Still other tool wear detecting systems have been proposed which measure the axial displacement of the tool such as shown in U.S. Pat. Nos. 5,084,827 to Demesy et al. and 5,086,590 to Athanasiou. Monitoring tool wear by detecting power consumption and machine vibration is disclosed in U.S. Pat. No. 5,070,655 to Aggarwal. Monitoring tool wear by measuring the electrical resistance based on the temperature of the tool is taught in U.S. Pat. No. 5,000,036 to Yellowley et al. and by measuring the electrical resistance between the tool and workpiece is disclosed in U.S. Pat. No. 5,030,920 to Nakamura. Finally, a non-contact method of monitoring tool wear by inductively sensing the relative position of two machine parts is shown in U.S. Pat. No. 4,770,568 to Perez et al.

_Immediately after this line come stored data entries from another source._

PR #1399, opened 2020-06-21
[IOTDB-736] Query performance tracing

Alima777:
This PR provides the performance tracing function by **adding a performance log** and gives a switch statement "**Tracing on/off**" to control whether to print this log, which is off by default.

The log records including:
1. the query sql, and the start time of this query
3. the number of series paths
4. the number of distinct tsfiles, including sequence and unsequence
5. the number of chunks, and average size of each chunk.

This pr concentrates on raw data query, it may modify something for aggregation query and group by query later.


JulianFeinauer:
Good work but I would suggest to write the log file directly not via logger. Because a user could disable it by accident although the property is active.

Alima777:
> Good work but I would suggest to write the log file directly not via logger. Because a user could disable it by accident although the property is active.

Thank you for your good suggestion. I've fixed it.

HTHou:
Great work!
Just one suggestion. It would be better to add some doc of this new feature. :)

Alima777:
> Great work!
> Just one suggestion. It would be better to add some doc of this new feature. :)

Thank you~ I will add it later. :D

server/src/main/java/org/apache/iotdb/db/service/TSServiceImpl.java
```diff
@@ -524,10 +546,30 @@ public TSExecuteStatementResp executeQueryStatement(TSExecuteStatementReq req) {
    *             AuthorPlan
    */
   private TSExecuteStatementResp internalExecuteQueryStatement(String statement,
-      long statementId, PhysicalPlan plan, int fetchSize, String username) {
+      long statementId, PhysicalPlan plan, int fetchSize, String username) throws IOException {
     auditLogger.info("Session {} execute Query: {}", currSessionId.get(), statement);
     long startTime = System.currentTimeMillis();
     long queryId = -1;
+    if (plan instanceof QueryPlan && config.isEnablePerformanceTracing()) {
+      File performanceDir = SystemFileFactory.INSTANCE.getFile(config.getPerformanceDir());
```
qiaojialin, line 554: put all these performance related to a class TracingManager, which manage a writer, log file.

server/src/main/java/org/apache/iotdb/db/engine/storagegroup/StorageGroupProcessor.java
```diff
@@ -1233,6 +1237,20 @@ public QueryDataSource query(String deviceId, String measurementId, QueryContext
       if (filePathsManager != null) {
         filePathsManager.addUsedFilesForQuery(context.getQueryId(), dataSource);
       }
+
+      // exclude repetitive tsFile to calculate the number of it
+      if (config.isEnablePerformanceTracing()) {
+        if (seqFile == null) {
+          seqFile = new HashSet<>(seqResources);
```
qiaojialin, line 1244: If I query multiple times, when do you clear this?

server/src/main/java/org/apache/iotdb/db/conf/IoTDBConfig.java
```diff
@@ -185,6 +184,11 @@
    */
   private String syncDir = "data" + File.separator + "system" + File.separator + "sync";
 
+  /**
+   * Performance tracing directory, stores performance tracing files
+   */
+  private String performanceDir = "data" + File.separator + "system" + File.separator + "performance";
```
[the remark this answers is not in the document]
Alima777: Fixed.

server/src/main/java/org/apache/iotdb/db/conf/IoTDBConfigCheck.java
```diff
@@ -125,24 +138,23 @@ private IoTDBConfigCheck() {
...
-   *
+   * <p>
    * When init: create system.properties directly
-   *
-   * When upgrading the system.properties:
-   * (1) create system.properties.tmp
-   * (2) delete system.properties
-   * (2) rename system.properties.tmp to system.properties
+   * <p>
+   * When upgrading the system.properties: (1) create system.properties.tmp (2) delete
```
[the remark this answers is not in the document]
Alima777: OK, my fault, all changes back..

server/src/main/java/org/apache/iotdb/db/query/reader/series/SeriesReader.java
```diff
@@ -251,6 +257,13 @@ private void unpackAllOverlappedTimeSeriesMetadataToCachedChunkMetadata(
       unpackOneTimeSeriesMetadata(firstTimeSeriesMetadata);
       firstTimeSeriesMetadata = null;
     }
+
+    // try to calculate the total number of chunk and time-value points in chunk
+    if (IoTDBDescriptor.getInstance().getConfig().isEnablePerformanceTracing()) {
+      totalChunkNum += cachedChunkMetadata.size();
```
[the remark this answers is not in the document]
Alima777: Good suggestion, Fixed.

server/src/main/java/org/apache/iotdb/db/service/TSServiceImpl.java
Alima777: Fixed.

server/src/main/java/org/apache/iotdb/db/qp/strategy/LogicalGenerator.java
```diff
@@ -223,6 +226,20 @@ public void enterFlush(FlushContext ctx) {
     initializedOperator = flushOperator;
   }
 
+  @Override
+  public void enterTracingOn(TracingOnContext ctx) {
+    super.enterTracingOn(ctx);
+    IoTDBDescriptor.getInstance().getConfig().setEnablePerformanceTracing(true);
```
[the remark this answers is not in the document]
Alima777: Fixed.

server/src/main/java/org/apache/iotdb/db/engine/storagegroup/StorageGroupProcessor.java
Alima777: Fixed.

server/src/main/java/org/apache/iotdb/db/query/control/QueryResourceManager.java
```diff
@@ -85,20 +109,49 @@ public void registerTempExternalSortFile(long queryId,
...
 
     SingleSeriesExpression singleSeriesExpression = new SingleSeriesExpression(selectedPath,
         filter);
-    return StorageEngine.getInstance().query(singleSeriesExpression, context, filePathsManager);
+    QueryDataSource queryDataSource = StorageEngine.getInstance()
+        .query(singleSeriesExpression, context, filePathsManager);
+    // calculate the distinct number of seq and unseq tsfiles
+    if (config.isEnablePerformanceTracing()) {
+      Set<TsFileResource> seqFileNum = seqFileNumMap.get(context.getQueryId());
+      Set<TsFileResource> unseqFileNum = unseqFileNumMap.get(context.getQueryId());
```
qiaojialin, line 122: you could use computeIfAbsent

server/src/main/java/org/apache/iotdb/db/service/TSServiceImpl.java
```diff
@@ -548,6 +568,11 @@ private TSExecuteStatementResp internalExecuteQueryStatement(String statement,
       resp.setOperationType(plan.getOperatorType().toString());
       // generate the queryId for the operation
       queryId = generateQueryId(true);
+      if (plan instanceof QueryPlan && config.isEnablePerformanceTracing()) {
+        TracingManager.getInstance().writeQueryId(queryId);
+        TracingManager.getInstance().writeStartTime();
+        TracingManager.getInstance().writePathsNum(plan.getPaths().size());
```
qiaojialin, line 574: put it to one method, this method write one line and \n

server/src/main/java/org/apache/iotdb/db/query/control/QueryResourceManager.java
```diff
@@ -85,20 +109,49 @@ public void registerTempExternalSortFile(long queryId,
...
+    return queryDataSource;
   }
 
   /**
    * Whenever the jdbc request is closed normally or abnormally, this method must be invoked. All
    * query tokens created by this jdbc request must be cleared.
    */
   public void endQuery(long queryId) throws StorageEngineException {
+    try {
+      if (config.isEnablePerformanceTracing() && chunkNumMap.get(queryId) != null) {
```
qiaojialin, line 143: Not all query unpacks the TimeseriesMetadata, we only unpack it when needed. So the chunkNumMap may do not contain the queryId, you'd better check the seqFileNum or check one by one

server/src/main/java/org/apache/iotdb/db/query/control/TracingManager.java
```diff
@@ -0,0 +1,117 @@
...
+    return TracingManagerHelper.INSTANCE;
+  }
+
+  public void writeSeperator() throws IOException {
+    writer.write("-----------------------------");
+    writer.newLine();
+    writer.flush();
+  }
+
+  public void writeStatement(String statement) throws IOException {
```
qiaojialin, line 67: each line should have a QueryId in prefix

Alima777: All above Fixed. Thank you for detailed review ：)

server/src/main/java/org/apache/iotdb/db/conf/IoTDBConstant.java
```diff
@@ -97,6 +97,8 @@ private IoTDBConstant() {
   public static final String SCHEMA_FOLDER_NAME = "schema";
   public static final String SYNC_FOLDER_NAME = "sync";
   public static final String QUERY_FOLDER_NAME = "query";
+  public static final String TRACING_FOLDER_NAME = "tracing";
```
jixuan1989, line 100: not used

server/src/main/java/org/apache/iotdb/db/query/control/TracingManager.java
```diff
@@ -0,0 +1,135 @@
...
+import org.slf4j.Logger;
+import org.slf4j.LoggerFactory;
+
+public class TracingManager {
+
+  private static final Logger logger = LoggerFactory.getLogger(TracingManager.class);
+  private BufferedWriter writer;
+
+  public TracingManager(String dirName, String logFileName){
+    File performanceDir = SystemFileFactory.INSTANCE.getFile(dirName);
```
jixuan1989, line 38: perfromanceDir -> tracingDir

server/src/main/java/org/apache/iotdb/db/query/control/TracingManager.java
```diff
@@ -0,0 +1,135 @@
...
+  public void writeQueryInfo(long queryId, String statement, int pathsNum) throws IOException {
+    StringBuilder builder = new StringBuilder("-----------------------------\n");
+    builder.append("Query Id: ").append(queryId)
+        .append(" - Query Statement: ").append(statement)
+        .append("\nQuery Id: ").append(queryId)
+        .append(" - Start time: ")
+        .append(new SimpleDateFormat("yyyy-MM-dd HH:mm:ss.SSS").format(System.currentTimeMillis()))
+        .append("\nQuery Id: ").append(queryId)
+        .append(" - Number of series paths: ").append(pathsNum);
+    writer.write(builder.toString());
```
jixuan1989, line 70: `writer.write()` should be protected by `synchnorized`

server/src/main/java/org/apache/iotdb/db/query/control/TracingManager.java
```diff
@@ -0,0 +1,135 @@
...
+    writer.newLine();
+    writer.flush();
```
jixuan1989, line 72: no need to call `flush`

server/src/main/java/org/apache/iotdb/db/query/control/TracingManager.java
```diff
@@ -0,0 +1,135 @@
...
+  public void writeQueryInfo(long queryId, String statement) throws IOException {
+    StringBuilder builder = new StringBuilder("-----------------------------\n");
+    builder.append("Query Id: ").append(queryId)
+        .append(" - Query Statement: ").append(statement)
+        .append("\nQuery Id: ").append(queryId)
+        .append(" - Start time: ")
+        .append(new SimpleDateFormat("yyyy-MM-dd HH:mm:ss.SSS").format(System.currentTimeMillis()));
+    writer.write(builder.toString());
+    writer.newLine();
+    writer.flush();
```
jixuan1989, line 85: same issue.

server/src/main/java/org/apache/iotdb/db/query/control/TracingManager.java
```diff
@@ -0,0 +1,135 @@
...
+  }
+
+  public void writePathsNum(long queryId, int pathsNum) throws IOException {
+    writer.write(new StringBuilder("Query Id: ").append(queryId)
+        .append(" - Number of series paths: ").append(pathsNum).toString());
+    writer.newLine();
+    writer.flush();
```
jixuan1989, line 92: same issue

jixuan1989: use StringBuilder to get string first (do not need to wrap with `sync`), and wrap `writer.write` with `sync`

server/src/main/java/org/apache/iotdb/db/query/control/TracingManager.java
```diff
@@ -0,0 +1,135 @@
...
+    // to avoid the disorder info of multi query
+    // add query id as prefix of each info
+    writer.write(new StringBuilder("Query Id: ").append(queryId)
+        .append(" - Number of tsfiles: ").append(seqFileNum + unseqFileNum)
+        .append("\nQuery Id: ").append(queryId)
+        .append(" - Number of sequence files: ").append(seqFileNum)
+        .append("\nQuery Id: ").append(queryId)
+        .append(" - Number of unsequence files: ").append(unseqFileNum).toString());
+    writer.newLine();
+    writer.flush();
```
jixuan1989, line 105: same issue

server/src/main/java/org/apache/iotdb/db/query/control/TracingManager.java
```diff
@@ -0,0 +1,135 @@
...
+  }
+
+  public void writeChunksInfo(long queryId, long totalChunkNum, long totalChunkSize) throws IOException {
+    writer.write(new StringBuilder("Query Id: ").append(queryId)
+        .append(" - Number of chunks: ").append(totalChunkNum)
+        .append("\nQuery Id: ").append(queryId)
+        .append(" - Average size of chunks: ").append(totalChunkSize / totalChunkNum).toString());
+    writer.newLine();
+    writer.flush();
```
jixuan1989, line 114: same issue

server/src/main/java/org/apache/iotdb/db/query/control/QueryResourceManager.java
```diff
@@ -85,20 +110,50 @@ public void registerTempExternalSortFile(long queryId,
...
 
     SingleSeriesExpression singleSeriesExpression = new SingleSeriesExpression(selectedPath,
         filter);
-    return StorageEngine.getInstance().query(singleSeriesExpression, context, filePathsManager);
+    QueryDataSource queryDataSource = StorageEngine.getInstance()
+        .query(singleSeriesExpression, context, filePathsManager);
+    // calculate the distinct number of seq and unseq tsfiles
+    if (config.isEnablePerformanceTracing()) {
+      seqFileNumMap.computeIfAbsent(context.getQueryId(), k -> new HashSet<>())
+          .addAll(queryDataSource.getSeqResources());
```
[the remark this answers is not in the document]
Alima777: Hi, the TsFileResources used for this query in this map will be removed after printing tracing log. Then it can be cleaned by GC.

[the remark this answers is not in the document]
Alima777: You can see the Code in QueryResourceManager 136-146.

server/src/main/java/org/apache/iotdb/db/conf/IoTDBConstant.java
Alima777: It's used in IoTDBDescriptor `conf.setTracingDir(FilePathUtils.regularizePath(conf.getBaseDir() + IoTDBConstant.TRACING_FOLDER_NAME));`

server/src/main/java/org/apache/iotdb/db/query/control/TracingManager.java
Alima777: Fixed.

server/src/main/java/org/apache/iotdb/db/query/control/TracingManager.java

With all the above tool wear measuring systems, aspects of the machining process (e.g. power fluctuations, bearing load variations, exposure to machining environment, etc.) provide obstacles to proper and accurate performance of the particular measuring system. There remains a need for a tool wear monitoring system where influences of both the machining process and ambient effects are essentially nonexistent.
It is an object of the present invention to provide a method which detects the normal, progressive deterioration of the working edges of a cutting or grinding tool in order to terminate operations at a predetermined limit of edge wear.
It is another object of the present invention to provide a method which detects relatively rapid, abnormal deterioration of the working edges of the cutting or grinding tool in order to discontinue machining operations before further damage occurs.
It is yet another object of the present invention to provide a method that is independent of the vigilance of the machine operator and also sufficiently sensitive to distinguish between small amounts of tool edge wear which may not be visible to the machine operator.